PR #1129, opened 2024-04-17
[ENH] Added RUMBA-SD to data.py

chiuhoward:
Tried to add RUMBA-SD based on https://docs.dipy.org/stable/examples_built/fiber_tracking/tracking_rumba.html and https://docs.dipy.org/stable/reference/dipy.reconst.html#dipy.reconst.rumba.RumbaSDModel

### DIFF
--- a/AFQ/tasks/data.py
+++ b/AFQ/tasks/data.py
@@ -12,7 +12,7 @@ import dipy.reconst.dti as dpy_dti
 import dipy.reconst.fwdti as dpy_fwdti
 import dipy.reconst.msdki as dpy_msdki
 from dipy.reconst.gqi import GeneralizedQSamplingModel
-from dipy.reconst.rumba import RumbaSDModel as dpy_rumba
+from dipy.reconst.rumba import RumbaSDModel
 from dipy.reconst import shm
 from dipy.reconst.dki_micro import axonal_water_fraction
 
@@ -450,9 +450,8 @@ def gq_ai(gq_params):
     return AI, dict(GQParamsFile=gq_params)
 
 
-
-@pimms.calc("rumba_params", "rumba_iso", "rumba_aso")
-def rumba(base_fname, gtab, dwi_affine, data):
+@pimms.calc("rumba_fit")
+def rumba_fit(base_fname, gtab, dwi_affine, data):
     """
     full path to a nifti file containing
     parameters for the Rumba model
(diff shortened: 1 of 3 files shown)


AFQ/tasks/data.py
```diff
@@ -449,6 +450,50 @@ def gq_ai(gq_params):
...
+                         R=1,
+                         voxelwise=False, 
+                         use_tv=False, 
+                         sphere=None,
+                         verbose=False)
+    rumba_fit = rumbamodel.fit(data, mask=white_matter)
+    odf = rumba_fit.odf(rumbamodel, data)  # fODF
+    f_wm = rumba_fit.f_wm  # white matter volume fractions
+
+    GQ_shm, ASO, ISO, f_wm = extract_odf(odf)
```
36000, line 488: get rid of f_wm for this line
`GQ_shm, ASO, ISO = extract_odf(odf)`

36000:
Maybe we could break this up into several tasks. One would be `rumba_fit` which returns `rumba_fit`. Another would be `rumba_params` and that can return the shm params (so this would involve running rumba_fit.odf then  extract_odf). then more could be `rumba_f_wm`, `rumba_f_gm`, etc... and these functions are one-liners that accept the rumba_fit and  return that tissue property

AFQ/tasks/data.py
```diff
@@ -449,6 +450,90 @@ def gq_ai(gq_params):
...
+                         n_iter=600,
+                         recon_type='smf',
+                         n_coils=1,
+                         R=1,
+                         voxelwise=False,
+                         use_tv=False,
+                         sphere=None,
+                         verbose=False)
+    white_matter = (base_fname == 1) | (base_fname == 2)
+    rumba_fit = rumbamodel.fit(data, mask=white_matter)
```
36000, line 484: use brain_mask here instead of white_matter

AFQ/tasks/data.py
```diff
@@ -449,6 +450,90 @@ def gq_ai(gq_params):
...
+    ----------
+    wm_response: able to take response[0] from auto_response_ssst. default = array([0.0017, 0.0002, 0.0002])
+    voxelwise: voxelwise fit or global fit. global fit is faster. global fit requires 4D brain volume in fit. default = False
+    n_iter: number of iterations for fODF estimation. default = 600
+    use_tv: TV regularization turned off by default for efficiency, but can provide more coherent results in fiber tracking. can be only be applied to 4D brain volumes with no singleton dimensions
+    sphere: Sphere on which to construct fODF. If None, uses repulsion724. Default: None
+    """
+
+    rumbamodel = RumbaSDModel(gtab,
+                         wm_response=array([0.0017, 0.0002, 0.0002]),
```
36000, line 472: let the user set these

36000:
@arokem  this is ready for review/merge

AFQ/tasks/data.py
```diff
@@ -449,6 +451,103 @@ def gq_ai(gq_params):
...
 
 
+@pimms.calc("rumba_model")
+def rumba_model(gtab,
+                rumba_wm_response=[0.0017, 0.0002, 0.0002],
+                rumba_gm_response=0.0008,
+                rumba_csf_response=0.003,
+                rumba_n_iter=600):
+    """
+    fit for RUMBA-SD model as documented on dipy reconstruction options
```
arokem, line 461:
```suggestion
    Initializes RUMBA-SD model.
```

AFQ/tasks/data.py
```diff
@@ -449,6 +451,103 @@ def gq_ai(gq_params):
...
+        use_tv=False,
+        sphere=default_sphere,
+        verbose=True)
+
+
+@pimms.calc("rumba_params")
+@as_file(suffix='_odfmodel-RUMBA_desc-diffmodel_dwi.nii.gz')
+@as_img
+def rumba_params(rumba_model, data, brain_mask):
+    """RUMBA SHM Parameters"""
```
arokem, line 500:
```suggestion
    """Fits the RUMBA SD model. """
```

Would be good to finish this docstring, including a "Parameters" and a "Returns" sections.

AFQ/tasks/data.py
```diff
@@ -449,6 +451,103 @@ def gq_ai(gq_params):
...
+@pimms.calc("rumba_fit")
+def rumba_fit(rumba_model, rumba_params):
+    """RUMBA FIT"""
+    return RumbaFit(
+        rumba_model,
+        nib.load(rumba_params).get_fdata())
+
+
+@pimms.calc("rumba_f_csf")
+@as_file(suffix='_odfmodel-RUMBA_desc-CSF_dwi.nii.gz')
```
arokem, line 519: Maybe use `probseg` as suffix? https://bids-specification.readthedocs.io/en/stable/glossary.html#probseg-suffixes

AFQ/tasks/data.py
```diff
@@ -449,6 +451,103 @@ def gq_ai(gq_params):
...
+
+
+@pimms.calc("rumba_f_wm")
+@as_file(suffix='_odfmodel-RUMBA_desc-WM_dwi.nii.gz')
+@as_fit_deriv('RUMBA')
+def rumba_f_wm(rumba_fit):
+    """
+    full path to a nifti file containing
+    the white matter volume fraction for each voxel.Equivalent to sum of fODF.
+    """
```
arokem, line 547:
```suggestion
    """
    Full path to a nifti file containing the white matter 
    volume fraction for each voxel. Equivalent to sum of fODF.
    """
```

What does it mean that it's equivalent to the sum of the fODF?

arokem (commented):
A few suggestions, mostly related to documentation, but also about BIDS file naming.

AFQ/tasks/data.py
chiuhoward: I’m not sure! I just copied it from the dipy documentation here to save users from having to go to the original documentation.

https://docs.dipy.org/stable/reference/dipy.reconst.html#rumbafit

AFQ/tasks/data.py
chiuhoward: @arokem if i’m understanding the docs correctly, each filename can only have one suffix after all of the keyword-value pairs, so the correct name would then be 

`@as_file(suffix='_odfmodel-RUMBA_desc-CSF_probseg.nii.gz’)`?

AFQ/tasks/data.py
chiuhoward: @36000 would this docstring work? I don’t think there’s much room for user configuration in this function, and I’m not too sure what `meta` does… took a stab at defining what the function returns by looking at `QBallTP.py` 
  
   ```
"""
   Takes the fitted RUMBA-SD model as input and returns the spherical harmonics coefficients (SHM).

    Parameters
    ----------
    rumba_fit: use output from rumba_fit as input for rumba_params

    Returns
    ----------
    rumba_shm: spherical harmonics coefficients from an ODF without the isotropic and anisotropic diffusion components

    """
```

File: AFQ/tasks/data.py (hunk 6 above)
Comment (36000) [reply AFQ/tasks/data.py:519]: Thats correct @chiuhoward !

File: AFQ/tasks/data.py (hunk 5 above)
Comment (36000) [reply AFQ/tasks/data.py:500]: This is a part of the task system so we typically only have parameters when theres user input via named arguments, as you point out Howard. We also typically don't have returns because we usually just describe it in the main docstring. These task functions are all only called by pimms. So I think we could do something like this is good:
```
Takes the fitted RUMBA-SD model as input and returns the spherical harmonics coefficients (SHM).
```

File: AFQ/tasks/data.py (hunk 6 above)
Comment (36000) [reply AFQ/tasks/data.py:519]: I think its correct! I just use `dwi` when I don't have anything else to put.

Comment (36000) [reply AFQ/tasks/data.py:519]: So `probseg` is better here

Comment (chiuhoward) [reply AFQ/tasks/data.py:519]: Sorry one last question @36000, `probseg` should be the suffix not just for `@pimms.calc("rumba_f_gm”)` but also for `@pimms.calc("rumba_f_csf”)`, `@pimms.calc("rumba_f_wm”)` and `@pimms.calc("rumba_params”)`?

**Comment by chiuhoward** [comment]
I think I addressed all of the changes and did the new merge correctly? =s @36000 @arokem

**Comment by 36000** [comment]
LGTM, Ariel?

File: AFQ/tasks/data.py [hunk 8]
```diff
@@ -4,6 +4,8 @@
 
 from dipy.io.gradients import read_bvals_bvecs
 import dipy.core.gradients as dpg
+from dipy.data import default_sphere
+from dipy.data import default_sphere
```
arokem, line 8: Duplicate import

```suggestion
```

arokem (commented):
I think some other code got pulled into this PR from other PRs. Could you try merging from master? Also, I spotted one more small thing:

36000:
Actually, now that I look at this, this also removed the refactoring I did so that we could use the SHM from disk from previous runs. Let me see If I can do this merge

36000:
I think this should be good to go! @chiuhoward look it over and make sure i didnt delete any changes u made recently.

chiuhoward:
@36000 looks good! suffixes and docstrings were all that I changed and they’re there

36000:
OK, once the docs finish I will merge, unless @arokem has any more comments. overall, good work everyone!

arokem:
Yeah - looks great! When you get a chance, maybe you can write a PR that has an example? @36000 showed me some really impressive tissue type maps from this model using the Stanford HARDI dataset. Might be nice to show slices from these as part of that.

○ ○ ○ ○

=== WHAT TO WORK ON ===
Your answer should be the lines of the material above that include "documentation".

=== TASK SOLUTION ===
A few suggestions, mostly related to documentation, but also about BIDS file naming.
chiuhoward: I’m not sure! I just copied it from the dipy documentation here to save users from having to go to the original documentation.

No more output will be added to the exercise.